When it comes to learning, Garlough Environmental Magnet School is all about getting outdoors.

GEMS, as it's known, has a curriculum that links classroom work with OWLS, or "outdoor wonder learning stations," and frequent visits to neighboring Dodge Nature Center.

"Our primary mode of instruction is inquiry-based," said principal Sue Powell. "We ask our kindergartners for 'evidence' of their thinking. Students talk openly about their observations."

The rain garden, for instance, features native plants and is a magnet for monarch butterflies, the state butterfly of Minnesota.

Children observe native plants as they emerge in the spring at the rain garden. When it rains, they measure how much runoff collects there.

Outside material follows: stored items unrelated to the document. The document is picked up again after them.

PR #1842, opened 2022-07-16
Gmoccapy: fix attribute error

TRothfelder:
On starting gmoccapy, I get an AttributeError because elem in line 725 is of type int which has no attribute called upper.
I get the error with the buildbot version for debian buster and confirmed it against the master branch.

### DIFF
--- a/src/emc/usr_intf/gmoccapy/gmoccapy.py
+++ b/src/emc/usr_intf/gmoccapy/gmoccapy.py
@@ -722,7 +722,7 @@ class gmoccapy(object):
                 size=_DEFAULT_BB_SIZE,
                 image_name=f"img_ref_{elem}"
             )
-            btn.set_property("tooltip-text", _("Press to home {0} {1}").format(name_prefix_sg, elem))
+            btn.set_property("tooltip-text", _("Press to home {0} {1}").format(name_prefix_sg, str(elem).upper()))
             btn.connect("clicked", self._on_btn_home_clicked)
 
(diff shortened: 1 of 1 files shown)


petterreinholdtsen:
It look like the value should be a axis name, not an integer.  Perhaps instead of dropping upper(), a different variable name should be used instead?

jepler:
Is it possible that numbers 0/1/2 are occurring for nontrivial kinematics machines while letters X/Y/Z are occurring for trivial kinematics machines?  If so, maybe `str(elem).upper()`?

Since there's some confusion about this, maybe mention the specific steps to reproduce the problem so someone else can test it as well.

TRothfelder:
It might be a axis name or a joint index, depending on "self.trivial_kinematics".
However, I tracked it down to this commit: https://github.com/LinuxCNC/linuxcnc/commit/fc49ac84c7fd8d5039d19f69b0cccd6dd4ebd03c
The commit added upper().

If I understand the code in the right way, the line gets executed for both, the joints and the axes. So, in my case gmoccapy started and since the joints weren´t referenced, the line got executed for the joints. In my case: 2 joints for the y axis. Therefore elem should be an integer. However, if self.trivial_kinematics is true, then "elem" might be a string.
Better way might be: str(elem).upper()

jepler:
I'm glad we came to the same conclusion. Once you update this PR with that change I think it'll be good to merge. Thank you.

TRothfelder:
I commited the changes.

jepler (approved):
Thanks!

PR #1843, opened 2022-07-16
interpeter: allow comments that print params to set the float format

c-morley:
now &d,%f or %.xf (x being a number) is interpreted to be a float format
for params.

I've tested, looking for corner cases.
Could someone review my code please?


petterreinholdtsen:
What about test code in tests/ exercising this new feature?

c-morley:
What? that's what real developers do... :)
Right now I'd be happy if someone looked at the code and said it wasn't stupid looking :)

c-morley:
merged

PR #1848, opened 2022-07-19
Have autogen.sh copy in some files

jepler:
Debian policy calls for these files not to be duplicated. However, we need to do it in a portable way (e.g., works on RPM-based systems so /usr/share/misc/config.guess is not OK; does not touch network, so doing curl/wget of the canonical config.guess file is not OK)

While there should be an obvious way to copy these files, there's .. not. This is the best I could come up with, using files from automake without actually invoking it.

While I did not actually BUILD on an rpm-based system, I checked the content of the automake rpm of fedora 36 and it looks like it should work.

I'd rather avoid the new build-time dependency on automake, but "automake --print-libdir" was the only 'portable' way I found to print the location of a directory containing config.guess, config.sub and install-sh.

Alternative to #1625
Closes #1628


petterreinholdtsen:
Did you consider automake -ac ?

petterreinholdtsen:
After checking the alternative sources to find config.* and install-sh in Debian, three obvious packages are available, libtool, autotools-dev and automake.  Of these three, the former and the latter seem equally out of place for linuxcnc, and autotools-dev is depricated.  From this I conclude that your approach of copying them from automake is the best of these options.  The only alternative I can think of is to fetch it from the source, ie wget from https://git.savannah.gnu.org/gitweb/?p=config.git;a=blob_plain;f=config.guess and https://git.savannah.gnu.org/gitweb/?p=config.git;a=blob_plain;f=config.sub .  No idea where the latest edition of install-sh originates.

dwrobel:
> checked the content of the automake rpm of fedora 36 and it looks like it should work.

FYI, I did a [build](https://copr.fedorainfracloud.org/coprs/dwrobel/linuxcnc/build/4756128/) with that change and it looks that it works on fedora-36 while it broke on fedora-35 [log](https://download.copr.fedorainfracloud.org/results/dwrobel/linuxcnc/fedora-35-x86_64/04756128-linuxcnc/builder-live.log.gz) and CentOS-9 [log](https://download.copr.fedorainfracloud.org/results/dwrobel/linuxcnc/fedora-35-x86_64/04756128-linuxcnc/builder-live.log.gz):
```
configure: error: cannot find install-sh, install.sh, or shtool in "." "./.." "./../.."
```
The thing which affected it was that I'm not using `autogen.sh` but `autoreconf` to bootstrap sources.

Despite of that - it works while using:
 - autoconf 2.71-2.fc36
 - automake 1.16.5-7.fc36

but doesn't for the following:
 - autoconf   2.69-37.fc35
 - automake 1.16.2-5.fc35

Switching to use `autogen.sh` to boostrap fixed the issue. But I noticed the following differences:

1) Using `autoreconf` with `-s` allowed one to not install `install-sh` but generate symlinks _(this is not possible when using `autogen.sh`)_
```
$ rpm -qf /usr/bin/autoreconf
autoconf-2.71-2.fc36.noarch
$ autoreconf -sfi .
$ ls -ls install-sh
4 lrwxrwxrwx 1 dw dw 40 Aug 23 18:44 install-sh -> /usr/share/autoconf/build-aux/install-sh
```
2) `autogen-sh` uses `automake --print-libdir` to find `install-sh` and that produces on fedora-36:
```
$ automake --print-libdir
/usr/share/automake-1.16
```

while _(as you might noticed above)_ `autoreconf -sfi` symlinked a file from a different location:

```
$ ls -ls install-sh
4 lrwxrwxrwx 1 dw dw 40 Aug 23 18:44 install-sh -> /usr/share/autoconf/build-aux/install-sh
```

Those two `install-sh` comes from two different packages:
```
$ rpm -qf /usr/share/automake-1.16/install-sh 
automake-1.16.5-7.fc36.noarch

[dw@fedora build-aux]$ rpm -qf /usr/share/autoconf/build-aux/install-sh 
autoconf-2.71-2.fc36.noarch
```
Happily, they are almost identical:
```
$ diff -u /usr/share/automake-1.16/install-sh  /usr/share/autoconf/build-aux/install-sh 
--- /usr/share/automake-1.16/install-sh	2020-11-14 04:47:59.000000000 +0100
+++ /usr/share/autoconf/build-aux/install-sh	2020-12-14 14:19:12.000000000 +0100
@@ -1,4 +1,4 @@
-#!/bin/sh
+#!/usr/bin/sh
 # install - install a program, script, or datafile
 
 scriptversion=2020-11-14.01; # UTC
```

Summing up, if one wants to use `autoreconf` to boostrap sources then `autoconf-2.71` or newer needs to be used.

PR #1852, opened 2022-07-20
AXIS: use separate comp for pyvcp panel

phillc54:
Currently if a .axisrc or USER_COMMAND_FILE is configured to add hal 
pins via user_hal_pins, then the pins are not accessible if a pyvcp 
panel is also configured.


c-morley:
Is it true that AXIS can only have one pyvcp panel? So not possible AXIS will try to make two pyvcp components? ?From memory I think this is true and not a problem.

phillc54:
AFAIK pyvcp panels and gladvcp panels are singular but gladevcp embedded tabs may be multiple.

PR #2008, opened 2022-09-06
GStat linuxcnc->LinuxCNC and other smaller bits.

smoe:
Is there another open PR of mine that addresses GStat? We need to get the layout (mostly) right before I start with its translations. This has loads of definitions again, as known from qtvcp-*.adoc . Where are we with it?


smoe:
Yes, it was https://github.com/LinuxCNC/linuxcnc/pull/1977 - but here everything should be truly straight-forward - I just cannot do all those linuxnc -> LinuxCNC changes in weblate that easily.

Students can record the arrival date and count the monarch butterflies that congregate. They study the life cycle of the monarch, which migrates each year between Minnesota and Mexico.

In the fall, they can collect seeds.

An all-school vocabulary list for April included constancy (an unchanging quality or state) and scale (the size of a change).

GEMS has a bird sanctuary outside its third-grade classrooms and animals throughout the school, from the unusual (hissing cockroaches and snakes) to the tame (fish and therapy dogs.)

"When you walk into our school you know something is different, because you hear the water in the pond and the birds in the office and see the fish," Powell said.

It's not unusual for a GEMS child to come home damp, with dirty knees or muddy shoes.

Every other Friday, regardless of the weather, the children walk through Dodge Nature Center on the way to their afternoon bus. They note what they find along the way - poop is big, said Powell, as are dead things.

It's an approach in which the changing of the seasons opens a door to all facets of instruction.

"Nature-based learning is the key to unlocking all types of learning," Powell said.